* Task details: The line containing "runtime with TBB)" and every line after it, through the last one below: output exactly these and nothing else.
*** Data for processing Section Begins ***
PR #218, opened 2016-05-17
Fix iterated quadrature

regislebrun:
The case of multivalued functions was not properly handled by IteratedQuadrature


sofianehaddad:
+1

jschueller:
+1

PR #325, opened 2016-09-27
Allow to change TBB threads number at runtime

jschueller:
Added TBB::SetNumberOfThreads which is called in ResourceMap::SetAsUnsignedInteger.

This can be used to get a deterministic behavior of KrigingAlgorithm with normalization enabled.

### DIFF
--- a/ChangeLog
+++ b/ChangeLog
@@ -71,6 +71,7 @@
  * Shortened ResourceMap keys to not contain 'Implementation'
 
 === Bug fixes ===
+ * #535 (parallel-threads option cannot be changed at runtime with TBB)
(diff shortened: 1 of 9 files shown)


dbarbier:
IMO it would be better to add static methods `TBB::Disable()` and `TBB::Enable()` to temporarily disable TBB, I cannot think of any usage where you call `TBB::SetNumberOfThreads` with values different from 1 and total number of processors.

jschueller:
@dbarbier, ok, it's not more changed through resourcemap

regislebrun:
+1 Usefull when there is a mix between TBB threads and OpenBLAS threads!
*** Data for processing Section Ends ***
* Written answer:
+ * #535 (parallel-threads option cannot be changed at runtime with TBB)
(diff shortened: 1 of 9 files shown)


dbarbier:
IMO it would be better to add static methods `TBB::Disable()` and `TBB::Enable()` to temporarily disable TBB, I cannot think of any usage where you call `TBB::SetNumberOfThreads` with values different from 1 and total number of processors.

jschueller:
@dbarbier, ok, it's not more changed through resourcemap

regislebrun:
+1 Usefull when there is a mix between TBB threads and OpenBLAS threads!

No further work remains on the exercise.